* [How to complete this task]
Write out every record in full, exactly as written, please.

Stored data:
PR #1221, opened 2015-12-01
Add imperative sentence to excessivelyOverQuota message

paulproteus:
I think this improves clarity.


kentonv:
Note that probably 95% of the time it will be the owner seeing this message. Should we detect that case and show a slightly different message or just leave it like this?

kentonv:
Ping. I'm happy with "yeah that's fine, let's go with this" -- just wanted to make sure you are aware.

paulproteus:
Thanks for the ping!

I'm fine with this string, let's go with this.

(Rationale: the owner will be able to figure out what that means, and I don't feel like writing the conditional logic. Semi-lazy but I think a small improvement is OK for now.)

* [Reply to the task]
PR #1221, opened 2015-12-01
Add imperative sentence to excessivelyOverQuota message

paulproteus:
I think this improves clarity.


kentonv:
Note that probably 95% of the time it will be the owner seeing this message. Should we detect that case and show a slightly different message or just leave it like this?

kentonv:
Ping. I'm happy with "yeah that's fine, let's go with this" -- just wanted to make sure you are aware.

paulproteus:
Thanks for the ping!

I'm fine with this string, let's go with this.

(Rationale: the owner will be able to figure out what that means, and I don't feel like writing the conditional logic. Semi-lazy but I think a small improvement is OK for now.)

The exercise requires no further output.